We've seen three basic operations so far:

**Closure:**The closed graph accepts any string in the input graph repeated zero or more times. The closure of a graph $\gA$ is denoted $\gA^*$.**Union:**The union graph accepts any string from any of the input graphs. The union of two graphs $\gA_1$ and $\gA_2$ is denoted $\gA_1 + \gA_2$.**Concatenate:**The concatenated graph accepts any string which can be formed by concatenating strings (respecting order) from the input graphs. The concatenation of two graphs $\gA_1$ and $\gA_2$ is denoted $\gA_1\gA_2$.

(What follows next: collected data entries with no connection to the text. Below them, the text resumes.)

PR #906, opened 2018-06-22
Remove Discrete Observations

awjuliani:
* Remove discrete observations as separate category of vector observations. As such, there are now no `discrete` or `continuous` vector observations, only vector observations.
* Environments which use discrete observations can now use `AddVectorObs(index, range)` in order to add one-hot vectors to the observations.
* Modified documentation appropriately.
* Changed `Basic` environment appropriately, and re-trained model.
* Rebuilt protobuf definitions to reflect this change.
* Upgrade protobuf to `3.6.0`.


awjuliani:
Thanks for pointing this out @xiaomaogy. I have made the changes.

Issue #911, opened 2018-06-24
Experimental (.NET 4.6 Equivalent) ?


ivenzor:
According to the documentation (https://github.com/Unity-Technologies/ml-agents/blob/master/docs/Basic-Guide.md) when editing Player Configuration settings you should have .NET **4.6** in both Scripting Runtime Version and Api Compatibility Level.

However in my installation I can only choose .Net 3.X Equivalent or .Net _4.X_ Equivalent.
Was my environment installed properly or something is missing regarding that specific  .NET 4.6 option I don't have?

I'm using Unity 2018.1.5f1 on Win10.

xiaomaogy:
You should choose the .NET 4.X Equivalent. .NET 4.6 was from the Unity 2017.x version. I will update the documentation accordingly. Thanks for the notes.

ivenzor:
Many thanks for your reply.

Issue #909, opened 2018-06-22
Please, update the documentation: buffer_size is not used in BC python code


icaro56:
In the documentation below, is writen that buffer_size is used in both PPO and BC:

https://github.com/Unity-Technologies/ml-agents/blob/master/docs/Training-ML-Agents.md

I am study the Behavioral Cloning Trainer and Model Python code and I did not find buffer_size being used.

xiaomaogy:
@icaro56 It is used in trainer_controller.py: 262, is_ready_update() function.

icaro56:
@xiaomaogy , only in PPO buffer_size is used inside is_ready_update.

Another hyperparameter that is not used by BC is the beta.

icaro56:
Please, mark this issue as bug.

I spent a long time changing values of hyperparameters that were not even used. Correcting this information in the documentation will help others.

xiaomaogy:
@icaro56 Yes you are correct, this is a documentation error on our side. Basically in ppo we will use the buffer to collect a certain number of experiences and train on it, then clear the buffer and recollect the experiences, and in this process the buffer size is a constant number. In behavioral cloning we store all of the training data in the buffer, and the buffer size keeps increasing, and thus we don't have a constant buffer size. 

I will update the documentation accordingly. Thanks for your help in pointing this out.

icaro56:
**Another hyperparameters that are not used by BC are the beta**

Beta are not used by BC.

xiaomaogy:
Hi @icaro56, thanks for raising this issue! There is the new PR that fixes your issue which will be reflected in release-v0.5. https://github.com/Unity-Technologies/ml-agents/pull/1193

xiaomaogy:
Thanks for reaching out to us. Hopefully you were able to resolve your issue.  We are closing this due to inactivity, but if you need additional assistance, feel free to reopen the issue.

PR #924, opened 2018-06-27
fixed the doc according to the issue

xiaomaogy:


xiaomaogy:
This PR is a fix for these two issues. 

https://github.com/Unity-Technologies/ml-agents/issues/911
https://github.com/Unity-Technologies/ml-agents/issues/909

PR #1669, opened 2019-02-02
Move 'take_action' into Policy class

harperj:
This refactor is part of Actor-Trainer separation. Since policies
will be distributed across actors in separate processes which share
a single trainer, taking an action should be the responsibility of
the policy.

This change makes a few smaller changes:
* Combines `take_action` logic between trainers, making it more
  generic
* Adds an `ActionInfo` data class to be more explicit about the
  data returned by the policy, only used by TrainerController and
  policy for now.
* Moves trainer stats logic out of `take_action` and into
  `add_experiences`
* Fixes a minor issue where `reward_buffer` was being referred to
  on generic Trainers during curriculum learning even though this
  property doesn't exist on the base Trainer class.

### DIFF
--- a/ml-agents/mlagents/trainers/action_info.py
+++ b/ml-agents/mlagents/trainers/action_info.py
@@ -1,0 +1,9 @@
+from typing import NamedTuple, Any, Dict, Optional
+
+
+class ActionInfo(NamedTuple):
+    action: Any
+    memory: Any
+    text: Any
+    value: Any
+    outputs: Optional[Dict[str, Any]]
--- a/ml-agents/mlagents/trainers/policy.py
+++ b/ml-agents/mlagents/trainers/policy.py
@@ -2,9 +2,10 @@ import logging
 import numpy as np
 import tensorflow as tf
 
-from mlagents.trainers import UnityException
+from mlagents.trainers import ActionInfo, UnityException
 from tensorflow.python.tools import freeze_graph
 from mlagents.trainers import tensorflow_to_barracuda as tf2bc
+from mlagents.envs import BrainInfo
 
 logger = logging.getLogger("mlagents.trainers")
 
@@ -79,13 +80,32 @@ class Policy(object):
                             .format(self.model_path))
             self.saver.restore(self.sess, ckpt.model_checkpoint_path)
 
-    def evaluate(self, brain_info):
+    def evaluate(self, brain_info: BrainInfo):
         """
         Evaluates policy for the agent experiences provided.
         :param brain_info: BrainInfo input to network.
         :return: Output from policy based on self.inference_dict.
         """
         raise UnityPolicyException("The evaluate function was not implemented.")
+
+    def get_action(self, brain_info: BrainInfo) -> ActionInfo:
+        """
+        Decides actions given observations information, and takes them in environment.
+        :param brain_info: A dictionary of brain names and BrainInfo from environment.
+        :return: an ActionInfo containing action, memories, values and an object
+        to be passed to add experiences
+        """
+        if len(brain_info.agents) == 0:
+            return ActionInfo([], [], [], None, None)
+
+        run_out = self.evaluate(brain_info)
+        return ActionInfo(
+            action=run_out.get('action'),
+            memory=run_out.get('memory_out'),
+            text=None,
+            value=run_out.get('value'),
+            outputs=run_out
+        )
 
     def update(self, mini_batch, num_sequences):
         """
--- a/ml-agents/mlagents/trainers/ppo/trainer.py
+++ b/ml-agents/mlagents/trainers/ppo/trainer.py
@@ -109,27 +109,6 @@ class PPOTrainer(Trainer):
         self.policy.increment_step()
         self.step = self.policy.get_current_step()
 
-    def take_action(self, all_brain_info: AllBrainInfo):
-        """
-        Decides actions given observations information, and takes them in environment.
-        :param all_brain_info: A dictionary of brain names and BrainInfo from environment.
-        :return: a tuple containing action, memories, values and an object
-        to be passed to add experiences
-        """
-        curr_brain_info = all_brain_info[self.brain_name]
-        if len(curr_brain_info.agents) == 0:
-            return [], [], [], None, None
-
-        run_out = self.policy.evaluate(curr_brain_info)
-        self.stats['Policy/Value Estimate'].append(run_out['value'].mean())
-        self.stats['Policy/Entropy'].append(run_out['entropy'].mean())
-        self.stats['Policy/Learning Rate'].append(run_out['learning_rate'])
-        if self.policy.use_recurrent:
-            return run_out['action'], run_out['memory_out'], None, \
-                   run_out['value'], run_out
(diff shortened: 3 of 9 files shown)


ml-agents/mlagents/trainers/trainer_controller.py
```diff
@@ -193,10 +194,10 @@ def start_learning(self, env, trainer_config):
 
         # Prevent a single session from taking all GPU memory.
         self.initialize_trainers(trainer_config)
+        policies = {brain_name: trainer.policy for brain_name, trainer in self.trainers.items()}
```
harperj: @vincentpierre you mentioned some concerns about this, could you elaborate?  @eshvk is reviewer on this PR but wanted to make sure to get your input

ml-agents/mlagents/trainers/policy.py
```diff
@@ -79,14 +80,33 @@ def _load_graph(self):
...
-    def evaluate(self, brain_info):
+    def evaluate(self, brain_info: BrainInfo):
         """
         Evaluates policy for the agent experiences provided.
         :param brain_info: BrainInfo input to network.
         :return: Output from policy based on self.inference_dict.
         """
         raise UnityPolicyException("The evaluate function was not implemented.")
 
+    def take_action(self, brain_info: BrainInfo) -> ActionInfo:
```
eshvk: Coming from the perspective of the `Policy` class as implementing a `policy` mathematical function, I think it makes sense to `take_action` here. It reminds me of say a key-value store where you feed in observations and get back actions.  Going from that perspective, what are your thoughts on renaming `take_action` to something like `get_action`? This way it is clear that this is very distinct in behavior from say `take_step` which exists in the same code.

ml-agents/mlagents/trainers/ppo/trainer.py
```diff
@@ -181,6 +160,12 @@ def add_experiences(self, curr_all_info: AllBrainInfo, next_all_info: AllBrainIn
         :param next_all_info: Dictionary of all current brains and corresponding BrainInfo.
         :param take_action_outputs: The outputs of the take action method.
```
eshvk: Fix comment to make it explicit that we are referencing a method of a different class now that `take_action` is not part of `Trainer` type.

ml-agents/mlagents/trainers/policy.py
harperj: @eshvk I think that's a very good suggestion.  No action is being taken here, we are just looking up the correct action info for a given set of obs/reward :)

ml-agents/tests/trainers/test_policy.py
```diff
@@ -0,0 +1,51 @@
...
+    brain_info_with_agents = BrainInfo([], [], [], agents=['an-agent-id'])
+    result = policy.take_action(brain_info_with_agents)
+    expected = ActionInfo(
+        policy_eval_out['action'],
+        policy_eval_out['memory_out'],
+        None,
+        policy_eval_out['value'],
+        policy_eval_out
+    )
+    assert (result == expected)
```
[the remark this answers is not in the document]
harperj: @mmattar Do you know how we can configure this so we can avoid these unnecessary issues?  Asserts in tests shouldn't be an issue.

ml-agents/mlagents/trainers/action_info.py
```diff
@@ -0,0 +1,9 @@
+from typing import NamedTuple, Any, Dict, Optional
+
+
+class ActionInfo(NamedTuple):
```
eshvk: 😍

ml-agents/mlagents/trainers/action_info.py
```diff
@@ -0,0 +1,9 @@
...
+    action: Any
+    memory: Any
+    text: Any
```
eshvk: @vincentpierre @awjuliani `take_action` for both `BCTrainer` and `PPOTrainer` returns None for this entry of the tuple. Is there a point in even having this as a return from `take_action`?

ml-agents/mlagents/trainers/policy.py
eshvk: Yeah, exactly! Please feel free to incorporate it now in this PR or we can table it for a future PR.

harperj:
Review comments addressed, PTAL

ml-agents/mlagents/trainers/action_info.py
harperj: Per our discussion, we'll deprecate this later.

ml-agents/mlagents/trainers/trainer_controller.py
eshvk: I'd be curious to know if this change still makes sense. We are now exposing to the `TrainerController` the `Policy` object(s). Initially, I think it made sense because the `Policy`(s) will be distributed to different `ActorManager` processes. How about now that we might not be doing that?

eshvk: I'd be also curious to hear your thoughts on how we could make the following a bit more explicit: Now, we have a local variable in `start_learning`,  `policies` that is mutated when `update_policy` is called in another method `take_step` for each iteration of the loop.

ml-agents/mlagents/trainers/trainer.py
```diff
@@ -139,6 +130,12 @@ def update_policy(self):
         """
         raise UnityTrainerException("The update_model method was not implemented.")
 
+    def curriculum_lesson_changed(self) -> None:
```
eshvk: Clarifying question: Does the idea of a curriculum make sense for all types of `Trainer`? E.g. `BCTrainer`. I am wondering if this method should be specific to `PPOTrainer` (s)?

cc @vincentpierre

harperj: Yeah, I was rethinking this one recently as well.  I think curricula don't make much sense for `BCTrainer`, though in theory there's no reason why the idea of changing the reset parameters based on certain criteria would be a problem.

Maybe the idea of the `reward_buffer`, which is really the issue here, should be moved up into the TrainerController / Curriculum class since it's only used for that purpose at this time.

ml-agents/mlagents/trainers/trainer_controller.py
harperj: I'd propose for now we just get rid of `TrainerController` knowing anything about policies until the time we need it.  I do think that the Policy is the right place for `get_action` so we can just additionally expose that via the Trainer.  This will make sense if we want a trainer to potentially know about multiple policies in the future as well.

ml-agents/mlagents/trainers/trainer.py
harperj: After some thought, I am going to remove this method and revert the code around the `reward_buffer` to how it was before.  I think we should deal with that issue separately from this PR.

ml-agents/mlagents/trainers/trainer_controller.py
harperj: I made this change, PTAL.

eshvk: 👍

Issue #1693, opened 2019-02-09
Use RenderTexture instead of Camera for Visual Observation


pyjamads:
Suggestion:
I would like to render straight to a RenderTexture manually and use that as visual observation instead of using a camera.
I have found a few ways to resolve it for now, but I think ML-agents would benefit from adding RenderTexture as an alternative to the Camera.

For others looking, the solution suggested here, by rendering to a texture in a canvas is a way around it: https://github.com/Unity-Technologies/ml-agents/issues/611

Another alternative would be to do something like this Frame stacking example, that supports textures as an alternative to cameras:
https://github.com/Unity-Technologies/ml-agents/issues/952

ervteng:
That could be pretty useful for a number of cases! This feature isn't currently on our roadmap, but If a community member wants to contribute an implementation of the feature to ml-agents, it would be very much appreciated.

pyjamads:
I created a pull request with the functionality #1698

ervteng:
Huge thanks, we will take a look!

pyjamads:
ups, looks like I forgot a check for the RenderTexture size.

It should be added it to the pull request.

ervteng:
We've merged this feature into our `develop` branch, and it will show up in our next release. Thanks again for the contribution!

pyjamads:
Thanks, that sounds great!

PR #1698, opened 2019-02-11
Use RenderTexture instead of Camera for Visual Observation

pyjamads:
Created in relation to #1693 

Added support for Visual Observations made from RenderTextures in addition to cameras.


ervteng:
Hey @pyjamads, we took a look at the PR and we'd like to merge it in as it will be useful to a lot of people! I think the implementation looks great. Thanks again. 

With all of our features we like to include an example environment that demonstrates its usage, and some documentation, so we'd need these two items before merging. Do you have a simple example env of using RenderTextures? If not I recommend taking the GridWorld example and making it render to a RenderTexture rather than a Camera. 

Also, if you could add some documentation (under "Multiple Visual Observations") for using your feature [here](https://github.com/Unity-Technologies/ml-agents/blob/master/docs/Learning-Environment-Design-Agents.md) that would be super helpful!

pyjamads:
I used the BananaVisual setup for testing, but seeing as that environment is hard to learn, it's probably not the best example. I'll make a copy of the GridWorld example instead, and look at where to extend the documentation.

pyjamads:
Added documentation, GridWorld Example, and a tweak to the agent inspector, so the help box only shows up when you're actually using both cameras and render textures together.

ervteng:
Hey @pyjamads, apologize for the delay. I was able to clone your repo and test out your environment. I'm getting a weird visual artifact and a missing prefab on the GridWorldRenderTexture - is this expected?

Thanks!
rendertexture-gridworld

pyjamads:
Hi @ervteng 

The visual artifact, is the canvas with the RawImage render texture on it, but it seems the RawImage wasn't referencing the RenderTexture, so it was just showing a white square, this is what I'd expect in the scene:
image
And it should look like this in the Game View, once the renderTexture is attached correctly:
image

The Prefab is just the Agent prefab, which it seems wasn't "serialized" after I added the extra agentParameter, so I've fixed the missing reference in RawImage, and removed/added the agent again, as well as forcing the agent prefab to be serialized and pushed those changes (scene + agent prefab).

ervteng:
Hey @pyjamads, thank you for the fix! The RenderTexture now works for me. But I'm unable to instantiate your agent Prefab - Unity is throwing the "Unable to instantiate prefab. Prefab may be broken" error. Not sure if the serialization messed with the prefab at all. 

Maybe as a debug step you could send me the .prefab file directly and I can try to import it? Perhaps Git is messing with the file.

pyjamads:
Hi @ervteng 
This is the prefab file, rename the extension to .prefab
[agent.txt](https://github.com/Unity-Technologies/ml-agents/files/2909164/agent.txt)

ervteng:
Hey @pyjamads, apologize for the delay, I just got around to testing your prefab. Thanks for sending it over. 

I am still unable to instantiate it, however. If I drag it into the scene it's giving the "Prefab may be broken" error, for both the one you committed and the one you sent me. But otherwise I can edit the prefab by itself. I think I'll try to re-create the prefab from the old version. Is the only change that we have the RenderTexture box?

ervteng:
Hey @pyjamads, I was able to get your branch of the code to run by re-importing the old prefab. We'll be able to merge the change now. Thanks for your help again!

I also ran into an issue where the grid world's observations were not being updated as quickly when using RenderTexture vs. Camera. This is because we call `Camera.Render()` in Agent.cs before making a decision, regardless of how fast the actual simulation is running, but the same is not done with RenderTextures. I was able to fix this by adding a Camera.Render() call in the GridAgent.cs. Just wanted to let you know in case you run into this issue in the future.

pyjamads:
Right it makes sense that you have to manually update your RenderTexture when running CollectObservation happens, for my own usecase, I am rendering a 2D sprite scene directly to a RenderTexture when the call happens. It might be worth adding that little note to the manual, in order to avoid one or more frames of lag, caused by using RenderTextures.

Assume you are given the following individual graphs $\gA_a$, $\gA_b$, and $\gA_c$, which recognize $a$, $b$, and $c$ respectively. Using only closure, union, and concatenate, construct the graph which recognizes any number of repeats of the strings $aa$, $bb$, and $cc$. For example $aabb$ and $bbaacc$ are in the language but $b$ and $ccaab$ are not.

In [15]:

```
fsa_a = gtn.Graph()
fsa_a.add_node(start=True)
fsa_a.add_node(accept=True)
fsa_a.add_arc(src_node=0, dst_node=1, label=0)
fsa_b = gtn.Graph()
fsa_b.add_node(start=True)
fsa_b.add_node(accept=True)
fsa_b.add_arc(src_node=0, dst_node=1, label=1)
fsa_c = gtn.Graph()
fsa_c.add_node(start=True)
fsa_c.add_node(accept=True)
fsa_c.add_arc(src_node=0, dst_node=1, label=2)
gtn.draw(fsa_a, "figures/fsa_a.svg", isymbols=symbols)
gtn.draw(fsa_b, "figures/fsa_b.svg", isymbols=symbols)
gtn.draw(fsa_c, "figures/fsa_c.svg", isymbols=symbols)
```

In [16]:

```
aa = gtn.concat([fsa_a, fsa_a])
bb = gtn.concat([fsa_b, fsa_b])
cc = gtn.concat([fsa_c, fsa_c])
fsa_repeats = gtn.closure(gtn.union([aa, bb, cc]))
gtn.draw(fsa_repeats, "figures/fsa_repeats.svg", isymbols=symbols)
```

First concatenate the individual graphs with themselves to get graphs which recognize $aa$, $bb$, and $cc$. Then take the union of the three concatenated graphs followed by the closure. The resulting graph is shown below. The equation to compute the desired graph is $\gA = (\gA_a\gA_a + \gA_b\gA_b + \gA_c\gA_c)^*$.